Soylent and the Introduced Perspectives to Influence Time and Cost, Ownership, and Knowledge (Blog 7)

Bernstein, Michael S., et al. “Soylent: a word processor with a crowd inside.” Proceedings of the 23nd annual ACM symposium on User interface software and technology. ACM, 2010.

Summary:

This paper introduces Soylent, a crowdsourced word processing interface, with three main components: shortn, crowdproof, and the human macro. Shortn focuses on shortening written pieces with the intent of utilizing an author’s time better by giving this task to crowd workers. Crowdproof focuses on a distributed human-aided spelling, grammar, and style check. Lastly, the human macro focuses . Soylent follows a find-fix-verify pattern to help reduce poor results from crowd workers by splitting up the tasks of writing into chucks that are both manageable and mitigates poor results. Results of this work introduce complex issues of wait time on the resulting work, cost work on the document, legal ownership of writing, privacy through document exposure, and domain knowledge of the topic presented.

Reflection:

In this reflection, I am going to expand on the discussion of the paper. The issues listed below are what the authors of this paper believe to be future concerns of technologies like Soylent:

  • Wait Time
  • Cost
  • Legal ownership
  • Privacy
  • Domain Knowledge

Wait time and cost are a natural occurrence when one asks for some work to be done. But I want to expand on this a little more. Regarding wait time, the authors found it was acceptable in their evaluation. However, I wonder if over time this acceptance changes. It was clear that poor results afflicted Soylent at a high rate of around 30%. Which means for a very unlucky author they have a bout a 3rd of a chance to get a poor result where a wait time and costs is not justifiable. And if that happens multiple times over a period of time then frustration happens. Additionally, the cost of the tasks seems cheap when compared to a single salaried employee (example used in the paper), but I see a tradeoff of consistency in that respect. This introduces the question is a single person better or worse in terms of wait time and cost than the crowd? Indeed, it would be interesting to see businesses that utilize writers for shortening, grammar checking, and understanding the intentions of the author/boss.

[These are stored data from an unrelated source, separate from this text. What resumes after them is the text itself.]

PR #1348, opened 2023-02-25
feat(oob): implicit invitations

genaris:
Add support for Out-of-Band protocol 'implicit invitations', meaning by that to connect to a public DID given it has a DID Communication service in its DidDocument. 

The API consists on the method `oob.receiveImplicitInvitation`, similar to regular `oob.receiveInvitation` but it of course receiving a resolvable did instead of a Connection Invitation.

It can use both Connection and DID Exchange protocols and it's possible to create multiple connections from the same public DID. By querying `connections.findByInvitationDid(publicDid)` it's possible for an application to know if it's already connected to a public entity.

Using AFJ agents it's working, but didn't test it against ACA-Py yet. Hopefully with these changes we can pass some DID Exchange tests in the AATH.


packages/core/src/modules/oob/OutOfBandApi.ts
```diff
@@ -76,6 +76,13 @@ export interface ReceiveOutOfBandInvitationConfig {
   reuseConnection?: boolean
   routing?: Routing
   acceptInvitationTimeoutMs?: number
+  isImplicit?: boolean
```
TimoGlastra, line 79: Do you think we could split up the `receiveInvitation` method into a public and private one. The private one will allow for an `isImplicit`, but we don't add it to the public api. I don't think it's needed and you can already call the other method.

packages/core/src/modules/oob/OutOfBandApi.ts
```diff
@@ -430,12 +465,13 @@ export class OutOfBandApi {
...
-    const services = outOfBandInvitation.getServices()
-    const messages = outOfBandInvitation.getRequests()
+    const services = outOfBandInvitation?.getServices()
+    const messages = outOfBandInvitation?.getRequests()
     const timeoutMs = config.timeoutMs ?? 20000
 
-    const existingConnection = await this.findExistingConnection(outOfBandInvitation)
+    const { handshakeProtocols } = outOfBandInvitation
+
+    const existingConnection = outOfBandInvitation ? await this.findExistingConnection(outOfBandInvitation) : undefined
```
TimoGlastra, line 474: In which case is outOfBandInvitation undefined? It looks as if you an destructure it above,

packages/core/src/modules/oob/repository/OutOfBandRecord.ts
```diff
@@ -44,6 +45,7 @@ export class OutOfBandRecord extends BaseRecord<DefaultOutOfBandRecordTags, Cust
   public autoAcceptConnection?: boolean
   public mediatorId?: string
   public reuseConnectionId?: string
+  public isImplicitInvitation?: boolean
```
TimoGlastra, line 48: Curious whether we'd need to store this as a separate property, or whether we may be able to derive it based on the implicit out of band invitation? Should we make the out of band invitation optoinal? Or will that break a lot of existing code?

packages/core/src/modules/connections/handlers/DidExchangeRequestHandler.ts
```diff
@@ -39,16 +44,39 @@ export class DidExchangeRequestHandler implements MessageHandler {
...
+        reusable: true,
+        autoAcceptConnection: this.connectionsModuleConfig.autoAcceptConnections,
+        isImplicitInvitation: true,
+        outOfBandInvitation,
+      })
+
+      await this.outOfBandService.save(messageContext.agentContext, outOfBandRecord)
+      this.outOfBandService.emitStateChangedEvent(messageContext.agentContext, outOfBandRecord, null)
+      return outOfBandRecord
+    }
```
TimoGlastra, line 73: Creating oob records is more the domain of the oob module. Maybe we can add this to the out of band service and reuse it for both the connection and did exchange protocols? I think that will make it easier if we need to change the oob implementation

packages/core/src/modules/connections/handlers/ConnectionRequestHandler.ts
```diff
@@ -32,16 +37,54 @@ export class ConnectionRequestHandler implements MessageHandler {
...
+
+      const outOfBandRecord = new OutOfBandRecord({
+        role: OutOfBandRole.Sender,
+        state: OutOfBandState.AwaitResponse,
+        reusable: true,
+        autoAcceptConnection: this.connectionsModuleConfig.autoAcceptConnections,
+        isImplicitInvitation: true,
+        outOfBandInvitation,
+        tags: {
+          recipientKeyFingerprints: [recipientKey.fingerprint],
```
TimoGlastra, line 75: Why do we store the recipientKeyFingerprints here, but not in the did exchange request handler?

packages/core/src/modules/oob/__tests__/implicit.e2e.test.ts
```diff
@@ -0,0 +1,215 @@
...
+    }
+
+    faberAgent = new Agent(faberAgentOptions)
+    faberAgent.registerInboundTransport(new SubjectInboundTransport(faberMessages))
+    faberAgent.registerOutboundTransport(new SubjectOutboundTransport(subjectMap))
+    await faberAgent.initialize()
+
+    aliceAgent = new Agent(aliceAgentOptions)
+    aliceAgent.registerInboundTransport(new SubjectInboundTransport(aliceMessages))
+    aliceAgent.registerOutboundTransport(new SubjectOutboundTransport(subjectMap))
```
TimoGlastra, line 48: I think we can use the new `setupSubjectTransports` for this

packages/core/src/modules/oob/__tests__/implicit.e2e.test.ts
```diff
@@ -0,0 +1,215 @@
...
+    await faberAgent.wallet.delete()
+    await aliceAgent.shutdown()
+    await aliceAgent.wallet.delete()
+  })
+
+  afterEach(async () => {
+    const credentials = await aliceAgent.credentials.getAll()
+    for (const credential of credentials) {
+      await aliceAgent.credentials.deleteById(credential.id)
+    }
```
TimoGlastra, line 63: Is this needed?

packages/core/src/modules/connections/handlers/ConnectionRequestHandler.ts
```diff
@@ -32,16 +37,54 @@ export class ConnectionRequestHandler implements MessageHandler {
...
+        label: '',
+        services: [did],
+        handshakeProtocols: [HandshakeProtocol.Connections],
+      })
+
+      const outOfBandRecord = new OutOfBandRecord({
+        role: OutOfBandRole.Sender,
+        state: OutOfBandState.AwaitResponse,
+        reusable: true,
+        autoAcceptConnection: this.connectionsModuleConfig.autoAcceptConnections,
```
TimoGlastra, line 71: I see we take over autoAcceptConnections from the agent config. One thing we should be careful of here is that before you always had to take a manual step for people to be able to connect to you (receiveInvitation, or createInvitation). With implicit invitations it means that if someone gets hold of my did they'll be able to create connections with me.

I'm thinking whether we should add a new `autoAcceptImplicitInvitations` property that determines whether you auto accept these invitations. What do you think?

TimoGlastra (commented):
This is really great @genaris!!!

I have some code in a local branch somewhere that has most of the work done for creating invitations using public dids, if we can add that soon as well we fully support public dids!

One thing I'm curious about, when someone connects to our public did, will we always rotate to a new did? Or will it use the keys from the invitation to create a peer did (in that case we should be careful as it'll use the same key but a diferent did). If i remember correctly a key will be created when an invitation is created, and then later a peer did will be created from that key.  Not 100% if this is working as intended, but as it's so little code I'm curious whether it jus works (I know creating invitations with public dids required quite some chagnes...)

TimoGlastra:
With the new `import` method in the dids module it should now be possible to host a mediator, create a did:web document (creating keys with AFJ, but publishing yourself outside of afj), importing the did document, and then you could use the `did:web` as a mediatorInvitationUrl.

packages/core/src/modules/connections/handlers/ConnectionRequestHandler.ts
TimoGlastra: Maybe we should even allow to create an out of band record for a specific did that specifies if the did can be connected to. But then we need creating oob invitations for public dids of course.

Just thinking how we can make it easy to connect, but also don't open the gates that allows every did in our wallet to be connected to (even peer:dids ?!?!?)

packages/core/src/modules/oob/OutOfBandApi.ts
genaris: At the beginning, I was going to make outOfBandInvitation optional, but later on I switched to this more conservative approach to not break so many things... and forgot to revert this line.

packages/core/src/modules/connections/handlers/DidExchangeRequestHandler.ts
genaris: Agree, I'll move this logic to oob and call it from the handlers.

packages/core/src/modules/connections/handlers/ConnectionRequestHandler.ts
genaris: Very good point regarding adding `autoAcceptImplicitInvitations`. 

I think we can add a flag somewhere in `DidCreateOptions` (and dids.import I think) to define whether this is a public did applicable to implicit invitations. Something like `isPublicDid` or `supportsImplicitInvitations` (always complicated to get a good naming...).

packages/core/src/modules/oob/repository/OutOfBandRecord.ts
genaris: As stated in another comment, at first I wanted to make it optional and use its absence to determine if OOB Record belongs to an implicit invitation.

But besides the breaking code (which is not a lot), I found it useful for each OOB Record to have an unique invitation, especially to store certain parameters like the threadId for the flow (used for instance in `DidExchangeCompleteHandler`). 

We can of course do the same by adding the `threadId` and the `publicDid` as optional properties of OOB Record. This would probably feel more 'natural' and less 'hacky'.

genaris:
> With the new `import` method in the dids module it should now be possible to host a mediator, create a did:web document (creating keys with AFJ, but publishing yourself outside of afj), importing the did document, and then you could use the `did:web` as a mediatorInvitationUrl.

This is exactly one of the main goals I want to achieve with this and the import! Using did:web will simplify a lot the deployments and discovery of public agents.

genaris:
> This is really great @genaris!!!
> 
> I have some code in a local branch somewhere that has most of the work done for creating invitations using public dids, if we can add that soon as well we fully support public dids!

Thanks for the fast but quite in-depth review! It was actually meant to be marked as 'draft' but fortunately I put it for review and you gave some good pointers about the approach to take.
Thanks for the fast but quite in-depth review! It was actually meant to be marked as 'draft' but fortunately I put it for review and you gave some good pointers about the approach to take.
 
> One thing I'm curious about, when someone connects to our public did, will we always rotate to a new did? Or will it use the keys from the invitation to create a peer did (in that case we should be careful as it'll use the same key but a diferent did). If i remember correctly a key will be created when an invitation is created, and then later a peer did will be created from that key. Not 100% if this is working as intended, but as it's so little code I'm curious whether it jus works (I know creating invitations with public dids required quite some chagnes...)

I'm not completely sure if I understood your question but the idea is that for both DID Exchange Request and Connection Request a new "reusable" Out of Band record will be created, so it will rotate the keys as it would be managing the requests for a reusable OOB Invitation (in the code, it will call `getRouting()` and will effectively create a new Ed25519 key pair).  Of course all DID Exchange and Connection Responses will be signed by using the same key (the one published in the public DidDoc) before rotation, which could maybe lead to some security issues (replay attacks or things like that) but I guess it's the way it was designed.

TimoGlastra:
> I'm not completely sure if I understood your question but the idea is that for both DID Exchange Request and Connection Request a new "reusable" Out of Band record will be created, so it will rotate the keys as it would be managing the requests for a reusable OOB Invitation (in the code, it will call `getRouting()` and will effectively create a new Ed25519 key pair). Of course all DID Exchange and Connection Responses will be signed by using the same key (the one published in the public DidDoc) before rotation, which could maybe lead to some security issues (replay attacks or things like that) but I guess it's the way it was designed.

This answers my question. I was mostly curious whether we were always rotating to a new did/key in the response message, but if it works the same as reusable out of band invitations then I understand. 👍

packages/core/src/modules/connections/handlers/ConnectionRequestHandler.ts
TimoGlastra: Yes that makes sense 👍

We may be able to handle this is in the did resolver service so methods don't have to explicitly support it.

We should probably call it something related to didcomm though. Maybe `autoAcceptImplicitDidCommInvitations`, but that's getting too long... Or maybe we should never autoAccept for now, and require the user to handle the request (so there's at least still one manual step). Then later if we understand a bit better what the common use cases are we can add a config flag to automate it?

genaris: I agree... let's make it manual acceptance for now and then we can automate it if we find it useful. The good thing about this manual approach is that when receiving a request, the event handler can tell what DID this relates to and it can decide based on that if it should accept it or simply ignore it.

packages/core/src/modules/connections/services/ConnectionService.ts
```diff
@@ -119,9 +119,11 @@ export class ConnectionService {
       imageUrl: imageUrl ?? agentContext.config.connectionImageUrl,
     })
 
+    const parentThreadId = outOfBandRecord.isImplicitInvitation ? invitationDid : outOfBandInvitation.id
```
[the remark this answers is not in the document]
genaris: The best thing about that is that it will sweep that ugly `isImplicitInvitation` property under the carpet :stuck_out_tongue: 

But take a look at the new approach, where we have this convenient getter but also removes `isImplicitInvitation` and instead adds the threadId tag to properly identify the OobRecord (only in those cases where implicit invitations are being used). I think it's more compact an clean.

packages/core/src/modules/connections/handlers/ConnectionRequestHandler.ts
```diff
@@ -32,16 +34,23 @@ export class ConnectionRequestHandler implements MessageHandler {
...
 
-    const outOfBandRecord = await this.outOfBandService.findCreatedByRecipientKey(
-      messageContext.agentContext,
-      recipientKey
-    )
+    const parentThreadId = message.thread?.parentThreadId
+
+    const outOfBandRecord =
+      parentThreadId && tryParseDid(parentThreadId)
+        ? await this.outOfBandService.createImplicitInvitation(agentContext, {
```
TimoGlastra, line 47: I'm not 100% on the naming of this method. We've just received a request based on an implicit invitation (the service in the did document is the implicit invitation). It feels like `createFromImplicitInvitation` would be more suitable? Also not 100% happy with that, but it should denote that we're creating an out of band record based on a request that was sent based on an implicit invitation.

packages/core/src/modules/oob/OutOfBandApi.ts
```diff
@@ -76,6 +76,15 @@ export interface ReceiveOutOfBandInvitationConfig {
   reuseConnection?: boolean
   routing?: Routing
   acceptInvitationTimeoutMs?: number
+  isImplicit?: boolean
+}
+
+export type ReceiveOutOfBandInvitationConfig = Omit<BaseReceiveOutOfBandInvitationConfig, 'isImplicit'>
+
+export interface ReceiveOutOfBandImplicitInvitationConfig
+  extends Omit<BaseReceiveOutOfBandInvitationConfig, 'isImplicit' | 'reuseConnection'> {
```
TimoGlastra, line 85: Why don't we allow `reuseConnection`? If I'm already connected I may or may not reuse the connection right?

packages/core/src/modules/oob/OutOfBandService.ts
```diff
@@ -28,6 +38,43 @@ export class OutOfBandService {
...
 
+  public async createImplicitInvitation(
+    agentContext: AgentContext,
+    config: CreateImplicitInvitationConfig
+  ): Promise<OutOfBandRecord> {
+    const { did, threadId, handshakeProtocols, autoAcceptConnection, recipientKey } = config
+
+    // Verify it is a valid did and it is present in the wallet
+    const publicDid = parseDid(did)
+    if (!(await agentContext.dependencyManager.resolve(DidsApi).getCreatedDids({ did: publicDid.did }))) {
```
TimoGlastra, line 49: getCreatedDids will always return an array I think?

```suggestion
    const didsApi = agentContext.dependencyManager.resolve(DidsApi)
    const [createdDid] = await didsApi.getCreatedDids({ did: publicDid.did })
    if (!createdDid) {
```

packages/core/src/modules/oob/OutOfBandService.ts
```diff
@@ -28,6 +38,43 @@ export class OutOfBandService {
...
+      throw new AriesFrameworkError(`Referenced public did ${did} not found.`)
+    }
+
+    const outOfBandInvitation = new OutOfBandInvitation({
+      id: did,
```
TimoGlastra, line 54: Is the did the id so I can't make multiple?

packages/core/src/modules/oob/OutOfBandService.ts
```diff
@@ -28,6 +38,43 @@ export class OutOfBandService {
     this.eventEmitter = eventEmitter
   }
 
+  public async createImplicitInvitation(
```
TimoGlastra, line 41: What's implicit if I explicilty create an out of band invitaiton? 🤔

packages/core/src/modules/oob/OutOfBandApi.ts
```diff
@@ -430,11 +481,12 @@ export class OutOfBandApi {
 
     const { outOfBandInvitation } = outOfBandRecord
     const { label, alias, imageUrl, autoAcceptConnection, reuseConnection, routing } = config
-    const { handshakeProtocols } = outOfBandInvitation
-    const services = outOfBandInvitation.getServices()
-    const messages = outOfBandInvitation.getRequests()
+    const services = outOfBandInvitation?.getServices()
+    const messages = outOfBandInvitation?.getRequests()
```
TimoGlastra, line 485: outOfBandInvitation is still required right?

packages/core/src/modules/connections/services/ConnectionService.ts
```diff
@@ -121,7 +121,7 @@ export class ConnectionService {
 
     connectionRequest.setThread({
       threadId: connectionRequest.threadId,
-      parentThreadId: outOfBandInvitation.id,
+      parentThreadId: outOfBandRecord.outOfBandInvitation.id,
```
TimoGlastra, line 124: Ah we make it the `id` so the parentThreadId is always correct. Smart

packages/core/src/modules/connections/handlers/DidExchangeCompleteHandler.ts
```diff
@@ -32,12 +33,14 @@ export class DidExchangeCompleteHandler implements MessageHandler {
...
-    if (!message.thread?.parentThreadId) {
+    const parentThreadId = message.thread?.parentThreadId
+    if (!parentThreadId) {
       throw new AriesFrameworkError(`Message does not contain pthid attribute`)
     }
     const outOfBandRecord = await this.outOfBandService.findByCreatedInvitationId(
       messageContext.agentContext,
-      message.thread?.parentThreadId
+      parentThreadId,
+      tryParseDid(parentThreadId) ? message.threadId : undefined
```
TimoGlastra, line 43: Why do we now need to store the threadId? I'm trying to wrap my head around

TimoGlastra (approved):
I'm okay with merging, but left some additional comments/questions

packages/core/src/modules/connections/handlers/ConnectionRequestHandler.ts
genaris: Well, at least I removed that `isImplicitInvitation` that didn't convince you neither 😆. The naming was somehow borrowed from the OutOfBandApi method called `createInvitation` that returned an `OutOfBandRecord`. But you are completely right: `createFromImplicitInvitation` is a bit more accurate. Could be also `createFromConnectionRequest` or `createFromImplicitInvitationResponse`? I still prefer your suggestion.

packages/core/src/modules/oob/OutOfBandApi.ts
genaris: I set this before moving to the idea of using `id = did `for all OOBInvitations related to the same did. I think it can be re-added, but it can add some complexity: suppose you have a connection related to a public did and call this method with `reuseConnection = false`, meaning that it will create a new connection related to the same public did. As a result, we will have two connections related to the same did. If you call this method again with `reuseConnection = true`, which of those two connections should it reuse?

I think it´s valuable to have this feature enabled in an automatic way (otherwise it's the consumer app who should check if there is an existing connection before calling this method). Maybe we can support it and, if two or more connections are found, we throw an error?

packages/core/src/modules/connections/handlers/DidExchangeCompleteHandler.ts
genaris: This is to relate a DidExchange Complete message to the flow where the OOBRecord comes from. Mainly because pthid will be the public did instead of an unique identifer.

packages/core/src/modules/connections/services/ConnectionService.ts
genaris: I thought this approach would be more appropriate because we would not be 'inventing` an OOB Invitation, but rather using a template based on the public DID. If someone looks at the OOBRecord, they will know that it comes from an implicit invitation because its OOB Invitation will have a did as id.

packages/core/src/modules/oob/OutOfBandService.ts
genaris: I guess this is answered in other comments. It has some drawbacks but I think it's a bit more clear than previous approach.

packages/core/src/modules/oob/OutOfBandApi.ts
genaris: The problem I see here is that `reuseConnection` parameter is related to the reuse messages as specified in [RFC 434](https://github.com/hyperledger/aries-rfcs/blob/main/features/0434-outofband/README.md#reuse-messages) (`handshake-reuse` and `handshake-reuse-accepted`). This one uses OOB Invitation `pthid` as the way of identifying the invitee... but in an implicit invitation, the pthid will be the public did of the inviter :thinking: .

This makes me think that this flow is not possible or intended to work with implicit invitations. Any clarification will be certainly welcome (my brains are as fried as yours nowadays :stuck_out_tongue:)

TimoGlastra: Yes makes sense. I think we may also be able to just return an existing connection based on `reuseConnection`. if you pass `reuseConnection=true` it will just look if we already have a connection with this did, but if you pass false it will always create a new connection. With an OOB invitation you MUST use the handshake-reuse. But this approach is perfect for now

TimoGlastra (approved):

TimoGlastra:
LGTM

Legal ownership is a tricky thing and is well addressed to the context of mechanical turk in that work done by the worker is owned by the employer of the task. However, crowd worker systems for creativity seems like a tricky situation legally. I believe current methods look into “who produced the [most] content?” or “who originated the idea?” as indicators of ownership. The ability to write is in fact a non-verbal form of communication to express thoughts and ideas. But who does said writing is credited as the main author. But for types of works like graphic arts, programs, or other digital artifacts there is even greater levels of what it means to have ownership of.  Maybe this is an opportunity to understand how collaboration could be utilized to legally understand crowdsourced work. Or a new licensing scheme is created.

I will leave privacy for another discussion as it did not interest me enough for this topic. But domain knowledge in crowd systems seems to have a lot of potential for work. A type of mistake when involving the crowd in a piece of work can be related to lack of knowledge to produce a good result (or even produce at all). In the context of citizen science, having the knowledge to correct do something is everything. Otherwise you run into issues like poor data. This issue has looked into pre-training sessions or post data validation methods to help mitigate this problem. Interestingly enough the find-fix-verify pattern is not super relevant here. Collecting data is very different editing written work. But the pattern did give me an idea to think of how to break down the tasks of citizens in citizen science to better create applications to help the user perform the necessary tasks. Maybe a collect-post-verify pattern is needed for citizen science.